--- DATA SHOWN Enclosed Below ---

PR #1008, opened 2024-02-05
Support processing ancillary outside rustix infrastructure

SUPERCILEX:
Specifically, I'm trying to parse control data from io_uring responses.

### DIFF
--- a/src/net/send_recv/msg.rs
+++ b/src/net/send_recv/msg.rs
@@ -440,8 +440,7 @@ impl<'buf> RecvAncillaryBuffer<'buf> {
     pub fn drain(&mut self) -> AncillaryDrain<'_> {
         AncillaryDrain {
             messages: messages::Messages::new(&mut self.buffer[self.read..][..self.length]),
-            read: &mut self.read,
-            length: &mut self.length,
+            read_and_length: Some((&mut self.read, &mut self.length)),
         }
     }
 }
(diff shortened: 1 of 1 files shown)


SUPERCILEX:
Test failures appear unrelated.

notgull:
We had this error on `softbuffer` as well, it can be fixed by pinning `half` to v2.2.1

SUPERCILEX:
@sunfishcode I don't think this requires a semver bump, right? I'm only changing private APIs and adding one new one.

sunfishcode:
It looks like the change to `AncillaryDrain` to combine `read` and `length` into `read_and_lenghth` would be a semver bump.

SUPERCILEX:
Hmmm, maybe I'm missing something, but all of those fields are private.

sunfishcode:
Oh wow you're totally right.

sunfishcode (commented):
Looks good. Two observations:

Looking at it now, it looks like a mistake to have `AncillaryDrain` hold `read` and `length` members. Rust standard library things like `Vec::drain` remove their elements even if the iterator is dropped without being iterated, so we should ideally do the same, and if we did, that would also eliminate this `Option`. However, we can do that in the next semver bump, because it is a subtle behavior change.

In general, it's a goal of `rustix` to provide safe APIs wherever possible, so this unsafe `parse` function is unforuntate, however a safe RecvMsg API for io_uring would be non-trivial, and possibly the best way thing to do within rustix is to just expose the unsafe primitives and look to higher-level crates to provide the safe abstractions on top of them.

--- End of Enclosed DATA SHOWN ---

TASK STATEMENT: Having gone through the data above, repeat it exactly.

ANSWER TO THIS EXERCISE:
PR #1008, opened 2024-02-05
Support processing ancillary outside rustix infrastructure

SUPERCILEX:
Specifically, I'm trying to parse control data from io_uring responses.

### DIFF
--- a/src/net/send_recv/msg.rs
+++ b/src/net/send_recv/msg.rs
@@ -440,8 +440,7 @@ impl<'buf> RecvAncillaryBuffer<'buf> {
     pub fn drain(&mut self) -> AncillaryDrain<'_> {
         AncillaryDrain {
             messages: messages::Messages::new(&mut self.buffer[self.read..][..self.length]),
-            read: &mut self.read,
-            length: &mut self.length,
+            read_and_length: Some((&mut self.read, &mut self.length)),
         }
     }
 }
(diff shortened: 1 of 1 files shown)


SUPERCILEX:
Test failures appear unrelated.

notgull:
We had this error on `softbuffer` as well, it can be fixed by pinning `half` to v2.2.1

SUPERCILEX:
@sunfishcode I don't think this requires a semver bump, right? I'm only changing private APIs and adding one new one.

sunfishcode:
It looks like the change to `AncillaryDrain` to combine `read` and `length` into `read_and_lenghth` would be a semver bump.

SUPERCILEX:
Hmmm, maybe I'm missing something, but all of those fields are private.

sunfishcode:
Oh wow you're totally right.

sunfishcode (commented):
Looks good. Two observations:

Looking at it now, it looks like a mistake to have `AncillaryDrain` hold `read` and `length` members. Rust standard library things like `Vec::drain` remove their elements even if the iterator is dropped without being iterated, so we should ideally do the same, and if we did, that would also eliminate this `Option`. However, we can do that in the next semver bump, because it is a subtle behavior change.

In general, it's a goal of `rustix` to provide safe APIs wherever possible, so this unsafe `parse` function is unforuntate, however a safe RecvMsg API for io_uring would be non-trivial, and possibly the best way thing to do within rustix is to just expose the unsafe primitives and look to higher-level crates to provide the safe abstractions on top of them.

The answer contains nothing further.